Reoperation for Repair of Anastomotic Leaks and Staple Line Disruptions

2021 
Although uncommon, postoperative anastomotic leaks (AL) and staple line disruptions (SLD) after bariatric surgery are a matter of critical importance. Proper and timely intervention will minimize the morbidity and mortality associated with the rapid progression from systemic inflammatory response to sepsis and shock. The causes for AL and SLD depend on patient and technical factors. Given its ambiguous clinical presentation, from asymptomatic to sepsis and death, a high index of suspicion is imperative to expedite recognition and early initiation of management.
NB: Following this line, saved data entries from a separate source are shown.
PR #95, opened 2023-03-01
stray akka ref in conf

pjfanning:
A lot of the other ones seem to be resolved by in-flight PRs. I couldn't find one that handles this case.


nvollmar (approved):
lgtm

PR #96, opened 2023-03-01
Use setup-java in Github Actions

mdedetrich:
`setup-scala` is deprecated so lets use `setup-java` instead


nvollmar (approved):
lgtm

.github/workflows/nightly.yml
```diff
@@ -23,11 +23,10 @@ jobs:
           fetch-depth: 0
 
       - name: Set up JDK ${{ matrix.JABBA_JDK }}
-        uses: olafurpg/setup-scala@v10
-        env:
-          JABBA_INDEX: 'https://github.com/typelevel/jdk-index/raw/main/index.json'
```
mdedetrich, line 28: So I don't know why we were using a custom index, I assume its because at some point the JDK lagged behind but I don't think this is an issue anymore?

jrudolph: I don't know or cannot remember, in any case, it shouldn't matter.

jrudolph (approved):
lgtm, this is great, in particular, because `setup-java` knows how to use the Java instances that are already part of the base images, so the setup task does not even have to download anything.

jrudolph:
Reverting since this broke PR validation.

For hemodynamically stable patients, the surgeon’s clinical suspicion can be confirmed with the assistance of laboratory studies, upper gastrointestinal (UGI) contrast studies, and computed tomography (CT) scan. Non-operative management includes control of local and systemic sepsis, control of gastrointestinal secretions, and early nutritional support. Successful management has also been reported using minimally invasive endoscopic techniques. In the face of clinical deterioration or unsuccessful non-operative management, operative intervention involves re-exploration with extensive irrigation and drainage, with or without repair of the leak. Endoscopic stenting and revisional surgery are discussed in Chaps. 26 and 28, respectively.